Attached to the output are several useful objects:
Attributes
----------
final_spec: array
The collective spectrum in units of flux binned in wavelength.
wavelength: array
The wavelength for the spectrum bins, in Angstroms.
total_mass: float
Total mass of all the stars.
avg_mass: float
Average mass of all the stars.
avg_metal: float
Average metallicity of all the stars.
Parameters
----------
data_source : AMRRegion object, optional
The region from which stars are extracted for analysis. If this is
not specified, the next three parameters must be supplied.
star_mass : Array or list of floats
An array of star masses in Msun units.
star_creation_time : Array or list of floats
An array of star creation times in code units.
star_metallicity_fraction : Array or list of floats
An array of star metallicity fractions, in code
units (which is not Z/Zsun, rather just Z).
star_metallicity_constant : Float
If desired, override the star
metallicity fraction of all the stars to the given value.
min_age : Float
Removes young stars younger than this number (in years)
from the spectrum. Default: 0 (all stars).
Examples
--------
>>> import yt
>>> from yt.analysis_modules.star_analysis.api import SpectrumBuilder
>>> ds = yt.load("Enzo_64/RD0006/RedshiftOutput0006")
>>> spec = SpectrumBuilder(ds, "bc", model="salpeter")
>>> sp = ds.sphere([0.5, 0.5, 0.5], 0.1)
>>> spec.calculate_spectrum(data_source=sp, min_age=1.e6)
"""
# Initialize values
self.final_spec = np.zeros(self.wavelength.size, dtype='float64')
self._data_source = data_source
if isinstance(star_mass, YTArray):
assert star_mass.units.same_dimensions_as(g.units)
elif star_mass is not None:
star_mass = YTArray(star_mass, 'Msun')
self.star_mass = star_mass
if isinstance(star_creation_time, YTArray):
assert star_creation_time.units.same_dimensions_as(s.units)
elif star_creation_time is not None:
star_creation_time = self._ds.arr(star_creation_time, 'code_time')
self.star_creation_time = star_creation_time
if isinstance(star_metallicity_fraction, YTArray):
assert \
star_metallicity_fraction.units.same_dimensions_as(Zsun.units)

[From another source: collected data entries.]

PR #8348, opened 2016-03-29
osd: fix failure report handling during ms_handle_connect()

xiexingguo:
On connecting to a new monitor, we will resend everything
including the osd failure reports previously sent.
To realize this, we call requeue_failures() to transfer inflight
failure reports from failure_pending to failure_queue first, and
then call send_failures() to do the real delivery job.

The problem here is that the send_failures() never sends a
failure report again if it successfully detects that the doomed osd
is already in the failure_pending set, which is necessary as we don't
want to report monitor of the same osd failure twice in normal case.

This pr solves the above problem by erasing the record from failure_pending
set simultaneously during the requeue_failures() process. So the
succeeding call to send_failures() can resend the failure reports correctly.


xiexingguo:
@liewegas More fixes and cleanups.

PR #8350, opened 2016-03-29
mon: do not alloc monmap on heap in Elector::dispatch()

songbaisen:
mon: elector dispatch do not alloc memory on monmap

### DIFF
--- a/src/mon/Elector.cc
+++ b/src/mon/Elector.cc
@@ -430,10 +430,10 @@ void Elector::dispatch(MonOpRequestRef op)
 	return;
       }
 
-      MonMap *peermap = new MonMap;
-      peermap->decode(em->monmap_bl);
-      if (peermap->epoch > mon->monmap->epoch) {
-	dout(0) << em->get_source_inst() << " has newer monmap epoch " << peermap->epoch
+      MonMap peermap;
+      peermap.decode(em->monmap_bl);
+      if (peermap.epoch > mon->monmap->epoch) {
+	dout(0) << em->get_source_inst() << " has newer monmap epoch " << peermap.epoch
 		<< " > my epoch " << mon->monmap->epoch 
 		<< ", taking it"
 		<< dendl;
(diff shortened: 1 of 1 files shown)


src/mon/Elector.cc
```diff
@@ -453,7 +452,6 @@ void Elector::dispatch(MonOpRequestRef op)
 		<< " < my epoch " << mon->monmap->epoch 
 		<< dendl;
       } 
-      delete peermap;
```
branch-predictor: Do we really need to construct MonMap instance by hand?

songbaisen:
@branch-predictor  Good eyes man..For performance here is really does not need to new memory every time.

src/mon/Elector.h
```diff
@@ -44,7 +45,11 @@ class Elector {
    * The Monitor instance associated with this class.
    */
   Monitor *mon;
-
+  /**
+   * The instance of the peer monitor map
+   *
+   */ 
+  MonMap peermap;
```
tchaikov: why would you want to keep the peermap around as a member variable?

songbaisen: @tchaikov  consider the  branch-predictor  idea.do not need to  new and free every time.

src/mon/Elector.cc
```diff
@@ -430,10 +430,9 @@ void Elector::dispatch(MonOpRequestRef op)
 	return;
       }
 
-      MonMap *peermap = new MonMap;
-      peermap->decode(em->monmap_bl);
-      if (peermap->epoch > mon->monmap->epoch) {
-	dout(0) << em->get_source_inst() << " has newer monmap epoch " << peermap->epoch
+      peermap.decode(em->monmap_bl);
```
tchaikov: could just use a local variable? guess that's what @branch-predictor means.

songbaisen:
@tchaikov  Thank you sir! Got it.

yangdongsheng:
@songbaisen Sorry, but I would ask, what's the benefit from this change? what I can see here is just moving the peermap location from heap to stack, what's the difference? Could you give a more explanation? thanx

songbaisen:
@yangdongsheng  Hello.Nice to meet you.Thank you for your reply.Here is not very a lot difference.Just for the safe in future.If any body change the code before delete,we may have a risk of memory leak.For prevent that happen change it.

branch-predictor:
@tchaikov @songbaisen yep, I meant having an MonMap instance as local variable. This way we're leak-free *and* we're one heap (de)allocation less.

athanatos:
Passed tests: sjust@teuthology:/a/samuelj-2016-05-16_20:02:21-rados-wip-sam-testing-distro-basic-smithi

@tchaikov Does this look ok?

PR #8351, opened 2016-03-29
cmake: Build cython modules and change paths to bin/, lib/

jcsp:
This is derived from https://github.com/ceph/ceph/pull/7908 and https://github.com/ceph/ceph/pull/7912

Ali's original change included changing build paths for other binaries, so this branch includes the changes elsewhere to accomodate that.  There is also a change in ceph-qa-suite for the paths https://github.com/ceph/ceph-qa-suite/pull/916

### DIFF
--- a/CMakeLists.txt
+++ b/CMakeLists.txt
@@ -48,6 +48,11 @@ include(CheckIncludeFiles)
 include(CheckIncludeFileCXX)
 include(CheckFunctionExists)
 
+#put all the libs and binaries in one place
+set(CMAKE_ARCHIVE_OUTPUT_DIRECTORY ${CMAKE_BINARY_DIR}/lib)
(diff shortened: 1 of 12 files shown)


oritwas:
don't we need to fix stop.sh?

jcsp:
@oritwas you're right: I forget about stop.sh because I just use the killall path of it

jcsp:
Updated for stop.sh

cbodley:
thanks for pulling these patches out! i was able to build cleanly, and vstart/stop worked from the cmake build directory as expected :+1:

jdurgin:
The ceph.in path changes broke the automake python path in a dev setup. fixed in https://github.com/ceph/ceph/pull/8360

PR #8352, opened 2016-03-29
rbd-mirror: fix missing increment for iterators

runsisi:
rbd-mirror: fix missing increment of iterators in `Replayer::set_sources`.

Signed-off-by: runsisi <runsisi@hust.edu.cn>

### DIFF
--- a/src/tools/rbd_mirror/Replayer.cc
+++ b/src/tools/rbd_mirror/Replayer.cc
@@ -274,11 +274,15 @@ void Replayer::set_sources(const PoolImageIds &pool_image_ids)
       for (auto images_it = pool_images.begin();
 	   images_it != pool_images.end();) {
 	if (stop_image_replayer(images_it->second)) {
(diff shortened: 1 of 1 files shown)


xiexingguo:
This change looks good. @dillaman  What do you think?

src/tools/rbd_mirror/Replayer.cc
```diff
@@ -273,10 +273,14 @@ void Replayer::set_sources(const map<int64_t, set<string> > &images)
 	   images_it != pool_images.end();) {
 	if (stop_image_replayer(images_it->second)) {
 	  pool_images.erase(images_it++);
```
dillaman: While fixing this, can we also switch this (and below) to something like `images_it = pool_images.erase(images_it)`?

runsisi:
@dillaman ok, fixed it, thx~

xiexingguo:
LGTM

PR #8353, opened 2016-03-29
client: pass 'newly issued caps' to Client::check_cap_issue()

ukernel:
Client::check_cap_issue() expects caller to pass 'newly issued caps'
to it. But in Client::check_cap_issue(), varible 'issued' is caps
client alread has.

Fixes: http://tracker.ceph.com/issues/15303

### DIFF
--- a/src/client/Client.cc
+++ b/src/client/Client.cc
@@ -4807,7 +4807,7 @@ void Client::handle_cap_grant(MetaSession *session, Inode *in, Cap *cap, MClient
   if (m->get_op() == CEPH_CAP_OP_IMPORT && m->get_wanted() != wanted)
     check = true;
 
-  check_cap_issue(in, cap, issued);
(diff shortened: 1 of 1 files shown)


gregsfortytwo:
@jcsp, please test with Ramana.

jcsp:
This does indeed make the the reproducer test pass

gregsfortytwo:
@ukernel, did you check the other caller of check_cap_issue()? The call chain around add_update_caps() looks mostly okay but isn't entirely obvious.

I also wonder if we should change the parameter name on check_cap_issue() from "issued" to "newly_issued" or something, in case of future users. (Although it looks like this error originates from when Sage created the function.)

ukernel:
I checked the other caller, the usage should be OK

gregsfortytwo:

PR #8357, opened 2016-03-29
osd: update crush_location from ceph-osd on startup

liewegas:
This is (1) just cleaner and better, and (2) it means that the crush weight matches ObjectStore::statfs's value, which means that for bluestore we get an accurate weight (whereas df does not give you the right value)

### DIFF
--- a/src/common/config_opts.h
+++ b/src/common/config_opts.h
@@ -614,7 +614,7 @@ OPTION(osd_pgp_bits, OPT_INT, 6)  // bits per osd
 OPTION(osd_crush_chooseleaf_type, OPT_INT, 1) // 1 = host
 OPTION(osd_pool_use_gmt_hitset, OPT_BOOL, true) // try to use gmt for hitset archive names if all osds in cluster support it.
 OPTION(osd_crush_update_on_start, OPT_BOOL, true)
-OPTION(osd_crush_initial_weight, OPT_DOUBLE, 0) // the initial weight is for newly added osds.
+OPTION(osd_crush_initial_weight, OPT_DOUBLE, -1) // if >=0, the initial weight is for newly added osds.
 OPTION(osd_pool_default_crush_rule, OPT_INT, -1) // deprecated for osd_pool_default_crush_replicated_ruleset
 OPTION(osd_pool_default_crush_replicated_ruleset, OPT_INT, CEPH_DEFAULT_CRUSH_REPLICATED_RULESET)
 OPTION(osd_pool_erasure_code_stripe_width, OPT_U32, OSD_POOL_ERASURE_CODE_STRIPE_WIDTH) // in bytes
--- a/src/common/config_opts.h
+++ b/src/common/config_opts.h
@@ -417,6 +417,8 @@ OPTION(client_use_faked_inos, OPT_BOOL, false)
 OPTION(client_mds_namespace, OPT_INT, -1)
 
 OPTION(crush_location, OPT_STR, "")       // whitespace-separated list of key=value pairs describing crush location
+OPTION(crush_location_hook, OPT_STR, "")
+OPTION(crush_location_hook_timeout, OPT_INT, 10)
 
 OPTION(objecter_tick_interval, OPT_DOUBLE, 5.0)
 OPTION(objecter_timeout, OPT_DOUBLE, 10.0)    // before we ask for a map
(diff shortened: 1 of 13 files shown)


liewegas:
This also fixes an annoying startup timeout issue where the crush update might timeout, and we have to decide whether to not start the osd at all (that's no fun) or start it with a potentially incorrect location.  Doing it from the osd itself lets us block indefinitely.  This was pretty easy to hit if, say, the whole cluster is rebooting and the osds come up well before the mons form a quorum.

src/crush/CrushLocation.cc
```diff
@@ -0,0 +1,105 @@
...
+    return update_from_hook();
+  }
+
+  // start with a sane default
+  char hostname[HOST_NAME_MAX + 1];
+  int r = gethostname(hostname, sizeof(hostname)-1);
+  if (r < 0)
+    strcpy(hostname, "unknown_host");
+  std::lock_guard<std::mutex> l(lock);
+  loc.clear();
```
tchaikov: this overwrites the crush location just collected from config file??

src/common/config_opts.h
```diff
@@ -610,6 +610,7 @@ OPTION(osd_crush_chooseleaf_type, OPT_INT, 1) // 1 = host
 // This parameter is not consumed by ceph C code but the upstart scripts.
 // OPTION(osd_crush_initial_weight, OPT_DOUBLE, 0) // the initial weight is for newly added osds.
```
tchaikov: can also remove this comment. it was added to document the the behaviour in  src/ceph-osd-prestart.sh

src/osd/OSD.cc
```diff
@@ -2719,6 +2723,57 @@ int OSD::shutdown()
...
+    string("\"args\": [");
+  for (multimap<string,string>::iterator p = loc.begin(); p != loc.end(); ++p) {
+    if (p != loc.begin())
+      cmd += ", ";
+    cmd += "\"" + p->first + "=" + p->second + "\"";
+  }
+  cmd += "]}";
+
+  dout(10) << __func__ << " cmd: " << cmd << dendl;
+  vector<string> vcmd(1);
```
tchaikov: nit, could just put
```c++
vector<string> cmd{cmd};
```

src/crush/CrushLocation.cc
liewegas: see line 87.. we use the config value if it is specified.  otherwise, we try teh hook.  otherwise, we have a sane default.

liewegas:
@tchaikov updated

liewegas:
I don't really like the osd_crush_initial_weight == 0 means not to use it, though.  I think we should make negative mean 'use the real size', and 0 mean 'weight it to 0'.

src/crush/CrushLocation.cc
tchaikov: oh, got it. we **return** right away.

tchaikov:
yeah, should document this change.

lgtm!

smithfarm:
@liewegas There is a request [1] to backport this to jewel or, failing that, to add a timeout to ceph-osd-prestart.sh in jewel. What do you think?

[1] http://tracker.ceph.com/issues/15213#note-3

smithfarm:
Jewel backport PR: #9256

liewegas:
I don't think we need to backport this one.  It redoes the way that 
startup is handled.. I'd rather wait for kraken.

liewegas:
I cannot for the life of me figure out why we made this a multimap instead of a map.  @tchaikov do you have any idea?  Why would we have a location with, say, two racks or hosts specified?

https://github.com/ceph/ceph/blob/master/src/crush/CrushLocation.h#L15

tchaikov:
i think it's allowed that an item (bucket) occurs twice in the crushmap. guess that's why we use a `multimap` instead of a `map` here. see https://github.com/ceph/ceph/pull/988#r8540960

but probably this feature is not yet fully supported

1. the `multimap` will be degraded to a plain `map` when osd daemon boots, OSD::init() -> OSD::update_crush_location() -> OSDMonitor::prepare_command_impl("crush create-or-move") -> CrushWrapper::parse_loc_map(). so even an OSD is assigned to two buckets in a location map, only the last one will be used when it is created.
1. `get_immediate_parent()`

PR #8358, opened 2016-03-29
releases: what is merged where and when ?

dachary:

PR #8365, opened 2016-03-30
doc:Wrong count for 10.0.4 desc

scienceluo:
V10.0.4 was not "the fourth" but "the fifth" development release before Jewel.

Signed-off-by : luo kexue luo.kexue@zte.com.cn

### DIFF
--- a/doc/release-notes.rst
+++ b/doc/release-notes.rst
@@ -5,7 +5,7 @@
 v10.0.4
 =======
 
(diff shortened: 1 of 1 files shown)


xiexingguo:
Will be recovered by https://github.com/ceph/ceph/pull/8358/files#diff-d31d1b025d45818c51583cfa5f76c9c9R1953, close yours.

PR #8370, opened 2016-03-30
osd/PG: cleanup: delete find_best_info again

jack-changtao:
After called find_best_info find a auth_pg_shard, it must be not incomplete,
so it will not enter into logic of find_best_info again in complete_infos.

Signed-off-by: Tao Chang <changtao@hihuron.com>

### DIFF
--- a/src/osd/PG.cc
+++ b/src/osd/PG.cc
@@ -1325,26 +1325,7 @@ bool PG::choose_acting(pg_shard_t &auth_log_shard_id, bool *history_les_bound)
     return false;
   }
 
-  if ((up.size() &&
-      !all_info.find(up_primary)->second.is_incomplete() &&
-      all_info.find(up_primary)->second.last_update >=
-       auth_log_shard->second.log_tail) &&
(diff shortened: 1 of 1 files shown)


src/osd/PG.cc
```diff
@@ -1325,26 +1325,6 @@ bool PG::choose_acting(pg_shard_t &auth_log_shard_id, bool *history_les_bound)
     return false;
   }
```
athanatos: @jack-changtao Can you add an assert(!auth_log_shard->second.is_incomplete()); ?  Otherwise, I think this is right.

jack-changtao:
@athanatos 
Have changed it, please review, thanks very much!

athanatos:
I think this is probably right, marked needs-qa.

athanatos:
Heh, this turns out to be a fix for http://tracker.ceph.com/issues/13967 adding to wip-sam-testing.

athanatos:
sjust@teuthology:/a/samuelj-2016-06-21_10:29:56-rados-wip-sam-testing-distro-basic-smithi

PR #8371, opened 2016-03-30
cls_rbd: fix -EEXIST checking in cls::rbd::image_set

runsisi:
`read_key` may return other negative codes(e.g. `-EIO`) other than  `-ENOENT`, so we'd better not to return  `-EEXIST` blindly to our caller.

Signed-off-by: runsisi <runsisi@hust.edu.cn>

### DIFF
--- a/src/cls/rbd/cls_rbd.cc
+++ b/src/cls/rbd/cls_rbd.cc
@@ -3091,8 +3091,12 @@ int image_set(cls_method_context_t hctx, const string &image_id,
     std::string global_id_key = global_key(mirror_image.global_image_id);
     std::string image_id;
     r = read_key(hctx, global_id_key, &image_id);
-    if (r != -ENOENT) {
+    if (r >= 0) {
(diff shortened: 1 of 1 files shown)


src/cls/rbd/cls_rbd.cc
```diff
@@ -3087,7 +3087,13 @@ int image_set(cls_method_context_t hctx, const string &image_id,
     std::string global_id_key = global_key(mirror_image.global_image_id);
     std::string image_id;
     r = read_key(hctx, global_id_key, &image_id);
-    if (r != -ENOENT) {
+    if (r < 0) {
```
dillaman: Instead of the nested 'if' statements, how about something like:

```
if (r >= 0) {
  return -EEXIST;
} else if (r != -ENOENT) {
  CLR_ERR(...)
  return r;
}
```

runsisi:
@dillaman ok, fixed as suggested, thank u very much.

PR #8372, opened 2016-03-30
qa: update rest test cephfs calls

jcsp:
Since the ceph task was already creating filesystems
during setup, I presume that these calls only ever
worked when they were using the same names as
the existing filesystem.

Fixes: http://tracker.ceph.com/issues/15309

### DIFF
--- a/qa/workunits/rest/test.py
+++ b/qa/workunits/rest/test.py
@@ -166,9 +166,9 @@ if __name__ == '__main__':
     r = expect('mds/dump.xml', 'GET', 200, 'xml')
     assert(r.tree.find('output/mdsmap/created') is not None)
 
-    expect('osd/pool/create?pg_num=1&pool=fsmetadata', 'PUT', 200, '')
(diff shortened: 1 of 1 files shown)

elif star_metallicity_fraction is not None:
star_metallicity_fraction = self._ds.arr(star_metallicity_fraction,
'code_metallicity')
self.star_metallicity_fraction = star_metallicity_fraction
if isinstance(min_age, YTQuantity):
assert min_age.units.same_dimensions_as(s.units)
elif min_age is not None:
min_age = YTQuantity(min_age, 'yr')
self.min_age = min_age
# Check to make sure we have the right set of data.
if data_source is None:
if self.star_mass is None or self.star_creation_time is None or \
(star_metallicity_fraction is None and
star_metallicity_constant is None):
mylog.error("""
If data_source is not provided, all of these paramters
need to be set:
star_mass (array, Msun),
star_creation_time (array, code units),
And one of:
star_metallicity_fraction (array, code units).
--OR--
star_metallicity_constant (float, code units).
""")
return None
if star_metallicity_fraction is not None:
self.star_metal = star_metallicity_fraction
else:
self.star_metal = \
self._ds.arr(np.ones_like(self.star_mass) *
star_metallicity_constant, 'Zsun')
else:
# Get the data we need.
if self.filter_provided:
ct = self._filter['creation_time']
# mass_stars = self._data_source[self._filter, "particle_mass"]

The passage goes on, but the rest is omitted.